S. Korea, Japan start HPAI culling, Great Britain prepares
Story Date: 12/1/2016

 

Source: Chris Scott, MEATINGPLACE, 11/30/16


Officials in South Korea and Japan have begun culling thousands of birds in the wake of an outbreak of the H5N6 strain of highly pathogenic avian influenza (HPAI) as Great Britain watches for a possible HPAI spread from France.


South Korea’s Ministry of Agriculture, Food and Rural Affairs plans to cull at least 2.78 million birds on top of the 1.68 million already killed less than a month after confirmation of H5N6 among 13 birds. The figure represents about 3.3 percent of the Asian nation’s total poultry population of nearly 85 million, according to a report from Reuters. Ministry officials said testing is continuing on other birds, but the culling and other biosecurity measures are in place as a precaution to prevent additional spread of the virus.


Meanwhile, Japan is culling about 301,000 birds on chicken farms in Niigata prefecture, where about 60 poultry farms operate and 500,000 chickens are raised, according to a report in the Malaysian Digest. An additional 165,000 ducks are being culled in Aomori prefecture after confirmation of an H5N6 outbreak was reported last week, according to the World Organization for Animal Health (OIE), which is tracking at least two forms of avian influenza across Europe and Asia. It’s Japan’s first bird flu outbreak in nearly two years, OIE noted.
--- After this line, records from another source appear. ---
PR #1960, opened 2024-03-08
Allow more addresses to be present in the upgrade bounce case

johscheuer:
# Description

We have seen a case in our nightly runs where one process was marked for removal but not yet fully excluded. I believe in such cases it's fine to have more addresses than the expected list, as it could take a while until a process is fully excluded,

## Type of change

## Discussion

-

## Testing

Ran unit tests and CI will run e2e tests.

## Documentation

-

## Follow-up

-

### DIFF
--- a/controllers/bounce_processes.go
+++ b/controllers/bounce_processes.go
@@ -263,15 +263,17 @@ func getProcessesReadyForRestart(logger logr.Logger, cluster *fdbv1beta2.Foundat
 		return nil, &requeue{message: "Waiting for config map to sync to all pods", delayedRequeue: true}
 	}
 
-	counts, err := cluster.GetProcessCountsWithDefaults()
-	if err != nil {
-		return nil, &requeue{
-			curError:       err,
-			delayedRequeue: true,
-		}
-	}
-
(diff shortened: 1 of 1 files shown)


controllers/bounce_processes.go
```diff
@@ -263,15 +263,17 @@ func getProcessesReadyForRestart(logger logr.Logger, cluster *fdbv1beta2.Foundat
 		return nil, &requeue{message: "Waiting for config map to sync to all pods", delayedRequeue: true}
 	}
 
-	counts, err := cluster.GetProcessCountsWithDefaults()
-	if err != nil {
-		return nil, &requeue{
-			curError:       err,
-			delayedRequeue: true,
+	// Only if the cluster is upgraded with ab incompatible version we have to make sure that all processes are ready to be restarted.
```
nicmorales9, line 266:
```suggestion
	// Only if the cluster is upgraded with an incompatible version we have to make sure that all processes are ready to be restarted.
```

nicmorales9 (approved):
LGTM

johscheuer (commented):
I merge the PR as the PR comment was only a typo fix.

PR #1962, opened 2024-03-08
Make use of unstructured when using SSA to prevent default values causing issues

johscheuer:
# Description

There have been some issues in the past when we tested SSA in the current implementation with default values and it's also a known issue with the controller-runtime, e.g.: https://github.com/kubernetes-sigs/controller-runtime/issues/1669 (only to link one issue).

## Type of change

## Discussion

This will add some more cpu cycles to the operator when pushing the patch but I think this is the simplest way to approach this issue right now. Once the controller-runtime has a better approach we can remove this workaround.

The European outbreak of H5N8 has officials in Great Britain concerned, especially after the confirmation last week of an outbreak in northern France — just 30 miles from Dover, England. Officials at the British Poultry Council announced that much of the focus centers on wild birds potentially bringing the virus across the English Channel as extremely colder weather could spark migrations by wild birds. Biosecurity measures are still being launched in France as officials there continue to try to determine the source of the virus and contain its spread.